Simple Tests for the Correct Specification of Conditional Predictive Densities

Probabilistic forecasting has become a central component in economics and finance, making the assessment of its correct specification essential.

While the probability integral transform (PIT) has been widely used for this purpose, existing tests often face limitations regarding parameter estimation uncertainty and specific estimation schemes, such as expanding windows.

This paper addresses these gaps by providing an alternative set of assumptions that validate existing tests.

By abstracting from parameter estimation uncertainty and specific estimation schemes, the framework accommodates both rolling and expanding window estimation, as well as stationary and non-stationary processes.

A novel aspect is the consideration of weighted test statistics, allowing researchers to focus on specific parts of the predictive distribution.
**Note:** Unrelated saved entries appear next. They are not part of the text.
PR #1626, opened 2026-09-16
Add selection batching to reduce change events, including tests

### LINKED ISSUE #1625: TableView2: Shift+Click selection of rows is too slow and freezes the FX thread
Run the attached test app with ControlsFX 11.2.5:

```
import java.util.List;
import java.util.stream.IntStream;

import org.controlsfx.control.tableview2.TableColumn2;
import org.controlsfx.control.tableview2.TableView2;

import javafx.application.Platform;
import javafx.beans.property.SimpleStringProperty;
import javafx.collections.FXCollections;
import javafx.collections.ListChangeListener;
import javafx.geometry.Insets;
import javafx.scene.Scene;
import javafx.scene.control.SelectionMode;
import javafx.scene.control.TableColumn;
import javafx.scene.input.KeyEvent;
import javafx.scene.input.MouseEvent;
import javafx.scene.layout.Priority;
import javafx.scene.layout.VBox;
import javafx.stage.Stage;

public final class TestControlsFXApp  extends Application {
    private static final int ROW_COUNT = 500;
    private static final int COLUMN_COUNT = 100;
    private static final boolean CELL_SELECTION_ENABLED = true;

    private TableView2<RowItem> tableView;
    private long mGestureStartNanos;

    @Override
    public void start(final Stage primaryStage) {
        tableView = new TableView2<>();
        tableView.setRowHeaderVisible(true);
        tableView.setFixedCellSize(24);
        tableView.getSelectionModel().setSelectionMode(SelectionMode.MULTIPLE);
        tableView.getSelectionModel().setCellSelectionEnabled(CELL_SELECTION_ENABLED);

        final List<TableColumn<RowItem, String>> columns = IntStream.range(0, COLUMN_COUNT)
            .mapToObj(this::createColumn)
            .toList();
        tableView.getColumns().addAll(columns);

        tableView.setItems(FXCollections.observableArrayList(
            IntStream.range(0, ROW_COUNT).mapToObj(RowItem::new).toList()));

        tableView.addEventFilter(MouseEvent.MOUSE_PRESSED, e -> mGestureStartNanos = System.nanoTime());
        tableView.addEventFilter(KeyEvent.KEY_PRESSED, e -> mGestureStartNanos = System.nanoTime());
        tableView.getSelectionModel().getSelectedCells().addListener((ListChangeListener<Object>) change ->
            Platform.runLater(this::reportElapsed));

        final VBox root = new VBox(10, tableView);
        root.setPadding(new Insets(10));
        VBox.setVgrow(tableView, Priority.ALWAYS);

        primaryStage.setScene(new Scene(root, 1200, 750));
        primaryStage.show();
    }

    private void reportElapsed() {
        final long elapsedMs = (System.nanoTime() - mGestureStartNanos) / 1_000_000;
        final int selectedCount = tableView.getSelectionModel().getSelectedCells().size();
        System.out.println("Last selection change: " + selectedCount + " cells selected, took " + elapsedMs + " ms ");
    }

    private TableColumn<RowItem, String> createColumn(final int index) {
        final TableColumn2<RowItem, String> column = new TableColumn2<>("Col " + index);
        column.setCellValueFactory(row -> row.getValue().values[index]);
        column.setPrefWidth(90);
        return column;
    }

    private record RowItem(SimpleStringProperty[] values) {
        private RowItem(final int rowIndex) {
            this(new SimpleStringProperty[COLUMN_COUNT]);
            for (int i = 0; i < COLUMN_COUNT; i++) {
                values[i] = new SimpleStringProperty("R" + rowIndex + "C" + i);
            }
        }
    }
}
```
click on row header 1
Shift+click on row header 499, on an M1 Mac, it takes almost two minutes to complete the selection of 49900 cells:
```
Last selection change: 49900 cells selected, took 117881 ms 
```

Then shift+click on row header 500, selecting 100 extra cells takes almost 4 minutes:
```
Last selection change: 50000 cells selected, took 233535 ms 
```

jperedadnr:
Fixes #1625 

Before this PR, selecting cells from the RowHeader (with shift+click) was freezing the FX thread, as it was `O(rows^2 * cols)` (every cell was selected/cleared one by one, firing selection/deselection events that went over and over the list of headers that included duplicated cells).

This PR adds deduplication of headers and batching to selection (adding/removing cells/rows), particularly oriented to cell selection mode, when the number of affected indices is potentially `rows * cols`.

Nine tests have been added (4 of them fail before the PR).


eugener:
Thought I chime in here with few more efficiency ideas ..

**1. One partial row disables the fast path**

`RowHeader.clearRowsSelection()` uses `allMatch(count == columnCount)`. One partially selected row makes the whole check false. The code then falls back to `rowsToDeselect.forEach(sm::clearSelection)`.

That call is very expensive. In `TableView.java:2771`, `clearSelection(row, null)` reads all selected cells. Then it calls `SelectedCellsMap.remove()` per `cell. remove()` does `selectedCells.remove(tp)`, a linear search, and fires one event. Cost is O(cells x columns).

Fix: do not make the path all-or-nothing. Always clear once, then rebuild:
1. `sm.clearSelection()`
2. `sm.selectIndices(first, rest)` for the fully selected rows that stay
3. `sm.select(row, column)` only for the cells of partial rows

Cost becomes 2 events plus the number of partial cells. Partial rows are few in practice.

**2. Row selection mode still clears row by row**

The non-cell branch of `clearRowsSelection()` is also `rowsToDeselect.forEach(sm::clearSelection)`. Each event makes the inner header table run `updateHeaders()` again. This is O(rows²).

Fix: use the same batch. Clear once, then `selectIndices()` for the rows that stay.

**3. Accumulate the sub-changes**

`applyListChange()` calls `clearRowsSelection()` inside the `while (c.next())` loop. Each call reads all selected cells. Collect all removed and added indices first. Then apply one batch.

**4. Small items**

- `isValidIndex()` reads `getItems()` on each index; 
- `selectIndices()` builds the int[] through a stream; 
- `Collectors.toMap` boxes one Integer per cell.

jperedadnr:
Thanks @eugener for your feedback!
I've addressed it:
- changed `isValidIndex()` to `validRows()`, to include in the same call the deduplication, and removed `selectValidIndices().
-  In `applyListChanges()` I collect the removed/added lists before applying the changes
- The major change is in `clearRowsSelection()`: Two paths, one for row selection, one for cell selection.
-- For row selection, it applies one by one row deselection or batching based on the number of rows in the process: for a small number or rows, or when it is low compared to the selected rows one by one is faster and has a small number of change events. Else, batching is faster and leads to two events (clear full selection and select the batch), including restoring of selected index and focus. Added `clearRows()` to handle this.
-- For cell selection, more or less the same, but a little bit more complex, given that each row now can have different scenarios: fully selected, or partially selected with a low or a high number of cells to clear. Added `clearCells()` to handle this. Same as for rows, fast path to remove cells one by one. Else, clear selection, restore full selected cells, and then select individual cells for empty rows, and clear individual cells from selected rows, restoring index and focus.

Have a look!

eugener:
Ran the review on PR :

**1. Focus moves to the wrong cell (regression)**

`RowHeader.java:411`

```java
if (focusedCell != null && cellsToKeepPerRow.containsKey(focusedCell.getRow())) {
    fm.focus(focusedCell.getRow(), focusedCell.getTableColumn());
}
```

`clearCells` calls `m.clearSelection()`, which sets the focus to -1. Then `selectIndices` calls `select(lastIndex)`, which puts the focus on the last kept row. The guard skips the focus restore when the focused row is one of the deselected rows. So the focus stays on the wrong cell.

The user keeps the arrow keys on a row that they did not touch. The focus is independent of the selection, so the guard is not necessary. `clearRows (line 366)` restores the focus unconditionally for row selection mode. Make `clearCells` do the same.

**2. A single row restore is not batched**

`RowHeader.java:269`

```java
if (indices.size() == 1) {
    selectionModel.select(first);
    return;
}
```

In cell selection mode `select(row)` passes a null column. JavaFX then loops over the visible leaf columns and selects each cell one by one (TableView.java:2508-2513). This fires one event per column.

This hits the most common gesture: a plain click on a row header after a range selection.

`selectionModel.selectIndices(first, first)` batches the positions into one `addAll` The duplicate index is removed by the LinkedHashSet.

This also makes `CellSelectionRestorePath.eventCount()` wrong. It returns 0 for this case, but the real cost is one event per column. The safeguard at line 387 compares against a bad estimate.

Not a regression: master is equally slow here.

**Minor**

- Line 387: `rowsToDeselect.size() * columnCount` assumes that each deselected row is fully selected. For partially selected rows the one-by-one cost is lower than this estimate.
- `CellSelectionRestorePath` is an inner class, but it uses no field of `RowHeader`. Give it its own type parameter and make it static.

jperedadnr:
Thanks for the feedback, I've reviewed it and made the needed changes. Have a look again when you have the time.

Issue #2037, opened 2017-03-10
Redirect loop on /users/edit[/]


muffinresearch:
### Describe the problem and steps to reproduce it:
From https://github.com/mozilla/addons-frontend/issues/2029#issuecomment-285452339

Whilst the fxa config has been updated to fix the redirection post-registration the redirect loop still exists.
 
- Login and click my profile.
- And then edit profile.
- Then click "view mobile site" in the footer.
- addons-frontend starts by serving a 404 for /users/edit/
- This tells the proxy to let addons-server serve /users/edit/
- addons-server sees /users/edit/ and redirects to /users/edit
- addons-frontend sees /users/edit and adds a slash to the end
- hilarity ensues

### What happened?

A redirect loop

### What did you expect to happen?

Fallback to /users/edit (we could also not show the "View mobile site" link on this page)
Longer term this will be fixed by added pages for these views in the new mobile site.

muffinresearch:
One way to prevent this behaviour would be to have exclusions for adding slashes.

muffinresearch:
> One way to prevent this behaviour would be to have exclusions for adding slashes.

Or another way would be to add a slash on the amo-server side. Might mean we'd need to change the redirect endpoint for server logins to avoid an unnecessary 301.

kumar303:
We could also put some middleware right at the front of the chain that responds with 404s to known addons-server URLs. However, this could be a little confusing and won't work for when someone is loading pages on the client.

tofumatt:
QA: we'd love to cherry-pick this patch into this week's tag, so if you could test this and the URLs it should cover (`/users/edit`, etc.) on `-dev` and confirm it's working that would be great. ❤️

ValentinaPC:
Verified this on AMO-dev FF52(Win 7) while following the first 3 steps (Login and click my profile->click edit profile->click "view mobile site" in the footer) and obtained the following results:

 - default scenario will reload "https://addons-dev.allizom.org/en-US/firefox/users/edit#" page on desktop
![1scenario](https://cloud.githubusercontent.com/assets/15685960/23991548/6542b11c-0a42-11e7-9a81-1db1b19e74c1.gif)


 - +Clicking on "Other Applications" like Thunderbird and Seamonkey or My Collections-> addons-frontend starts by serving a 404 page and a Server Error page 
[...]

PR #2046, opened 2017-03-13
Revert "Force all /users/ URLs to be served by addons-server (#2034)"

kumar303:
This will make https://github.com/mozilla/addons-frontend/issues/2037 go away but only until we shadow some other URL.

This reverts commit f42934e542ae7383a8302296d85ac7255238177c because a 500 is going to be more helpful until we have implementations of these pages.


muffinresearch:
r+

Issue #2059, opened 2017-03-14
Some strings will not be translated due to the use of oneLine


muffinresearch:
We have a babel transform `dedent` which needs to be used for template strings wrapped in gettext calls.

The reason for this is that dedent is a babel transform that happens before the extraction process. Since the point that a different indent removal lib was introduced (`oneLine`) anything that's a translated template string that doesn't use dedent is not extracted.

See https://github.com/mozilla/addons-frontend/search?utf8=%E2%9C%93&q=i18n.gettext%28oneLine

muffinresearch:
Having converted all that list to use dedent there's still a problem with extraction on lines like these:  https://github.com/mozilla/addons-frontend/blob/master/src/amo/components/AddonCompatibilityError/index.js#L67

tofumatt:
Is there a way we can use the same type of setup for oneLine? I like that it doesn’t add weird newlines making it easier to test string contents, and also just doesn’t output erroneously `\n`.

ValentinaPC:
Please add some STR for us to check this or the label "qa: not needed". Thanks!

PR #2063, opened 2017-03-14
Update amo locales 2017 03 14

muffinresearch:
This required some local patches to the babel-gettext-extractor but it can now statically evaluate template literals (thanks to this patch on the upstream of our upstream [1])  and just an equivalent of on the extracted strings pre-emptively. I'll be pushing that patch to the fork in due course and updating the dep to point to that patch.

[1] https://github.com/jruchaud/babel-gettext-plugin/pull/4/files


muffinresearch:
> We chatted about this, makes sense. Maybe worth updating the i18n docs to say gettext() calls need to use plain template strings if multiline and our gettext extraction will handle them.

Good call, I'll do that when I do the lib bump to actually fix: https://github.com/mozilla/addons-frontend/issues/2059

muffinresearch:
Ah actually there's a problem with this approach in that the real gettext call needs to be run through the same oneLine process, since extract and runtime are two different things. Will see if I can override gettext to make that work.

muffinresearch:
Superceded by #2086

PR #2066, opened 2017-03-14
Fix redirect loop

### LINKED ISSUE #2037: Redirect loop on /users/edit[/]

tofumatt:
Adds a config that prevents trailing slashes from being added to certain URLs.

fixes #2037

### DIFF
--- a/config/default-amo.js
+++ b/config/default-amo.js
@@ -78,6 +78,26 @@ module.exports = {
     'user-media',
     '__version__',
   ],
+  // These URLs are exceptions to our trailing slash URL redirects; if we
+  // find a URL that matches this pattern we won't redirect to the same url
+  // with an appended `/`. This is usually because if we redirect, it will
+  // cause a redirect loop with addons-server; see:
+  // https://github.com/mozilla/addons-frontend/issues/2037
+  //
+  // We use $lang and $clientApp as placeholders so we can have URLs in this
+  // list that don't include those URL pieces, if needed.
+  validTrailingSlashUrlExceptions: [
+    // User URLs, found in:
+    // https://github.com/mozilla/addons-server/blob/master/src/olympia/users/urls.py#L20
+    '/$lang/$clientApp/user/abuse',
+    '/$lang/$clientApp/user/rmlocale',
+    '/$lang/$clientApp/users/ajax',
+    '/$lang/$clientApp/users/delete',
+    '/$lang/$clientApp/users/edit',
+    '/$lang/$clientApp/users/login',
+    '/$lang/$clientApp/users/logout',
+    '/$lang/$clientApp/users/register',
+  ],
 
   trackingEnabled: true,
   trackingId: 'UA-36116321-7',
--- a/src/core/middleware.js
+++ b/src/core/middleware.js
@@ -19,15 +19,18 @@ export function prefixMiddleWare(req, res, next, { _config = config } = {}) {
   // or missing.
   const [langFromURL, appFromURL] = URLParts;
 
-  // Get language from URL or fall-back to detecting it from accept-language header.
+  // Get language from URL or fall-back to detecting it from accept-language
+  // header.
   const acceptLanguage = req.headers['accept-language'];
-  const { lang, isLangFromHeader } = getLanguage({ lang: langFromURL, acceptLanguage });
+  const { lang, isLangFromHeader } = getLanguage({
+    lang: langFromURL, acceptLanguage });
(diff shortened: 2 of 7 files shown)


tests/client/core/test_middleware.js
```diff
@@ -248,6 +255,50 @@ describe('Trailing Slashes Middleware', () => {
...
+      originalUrl: '/firefox/no/trailing',
+      headers: {},
+    };
+    trailingSlashesMiddleware(
+      fakeReq, fakeRes, fakeNext, { _config: fakeConfig });
+    assert.notOk(fakeRes.redirect.called);
+    assert.ok(fakeNext.called);
+  });
+
+  it('should handle trailing slash exceptions with $lang/$clientApp', () => {
```
muffinresearch: I may have missed it, but it would be good to ensure that clientApp and or locale prefixed urls still get redirs if not excluded.

muffinresearch:
I wonder if it's worth exploring using react-router to handle the slashes instead of a middleware? 

The middleware will apply to everything regardless of whether we're actually handling that route or not. If we did this in the router to routes we care about that are missing them it might potentially remove a lot of unecessary redirections? It would also then mean we're always consolidating on directory style urls consistently but should not impact anything addons-server currently does differently.

This would also negate the need to wrangle prefixes.

See https://github.com/ReactTraining/react-router/issues/820#issuecomment-256814655 for an example it seems way simpler imho.

config/default-amo.js
```diff
@@ -78,6 +78,17 @@ module.exports = {
...
+  // These URLs are exceptions to our trailing slash URL redirects; if we
+  // find a URL that matches this pattern we won't redirect to the same url
+  // with an appended `/`. This is usually because if we redirect, it will
+  // cause a redirect loop with addons-server; see:
+  // https://github.com/mozilla/addons-frontend/issues/2037
+  //
+  // We use $lang and $clientApp as placeholders so we can have URLs in this
+  // list that don't include those URL pieces, if needed.
+  validTrailingSlashUrlExceptions: [
+    '/$lang/$clientApp/user/edit',
```
muffinresearch: This is nice for completeness but definitely makes the implementation more involved due to needing to wrangle the prefixes. I wonder if this could still be useful if it worked with either globs or even if this array defines path suffixes to match against e.g. don't redirect if the path endsWith `/user/edit` or are there cases where that would fall apart?

tofumatt: I suppose that would work fine, we'd still need to split on `?` to make sure we didn't get messed with by query strings but I suppose it could work.

tests/client/core/test_middleware.js
tofumatt: Ah, I didn't actually test that but I can. Sure.

tofumatt:
> If it hasn't already I wonder if it's worth exploring using react-router to handle the slashes instead of a middleware?

I like that idea, I'll give it a go.

tofumatt:
We talked about this on vidyo and for now we'll still need the middleware.

I've extended the test coverage and fixed an issue with query strings. I've also added back the routes backed out in #2046. And then some.

Another r? would be great.

src/core/middleware.js
```diff
@@ -129,13 +133,39 @@ export function prefixMiddleWare(req, res, next, { _config = config } = {}) {
   return next();
 }
 
-export function trailingSlashesMiddleware(req, res, next) {
-  const URLParts = req.originalUrl.split('?');
+export function trailingSlashesMiddleware(
+  req, res, next, { _config = config } = {}
```
muffinresearch: Does this need to be indented?

tofumatt: Yeah, it breaks 80 chars if not.

muffinresearch:
@tofumatt r+wc - I reckon let's land this and test it out on -dev.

The proposed framework directly studies the behavior of probability integral transforms (PITs), leveraging specific assumptions to achieve the same asymptotic distribution as prior work by Rossi and Sekhposyan (2019).

The null hypothesis posits that all predictive distributions are well specified, implying that forecasters could not have achieved more accurate densities with available information.

Monte Carlo simulations confirm that the new tests exhibit favorable size and power properties under the proposed assumptions.

In an empirical application forecasting US industrial production, the study demonstrates that incorporating stochastic volatility into an unobserved components model is crucial for generating correctly calibrated density forecasts at both monthly and quarterly frequencies.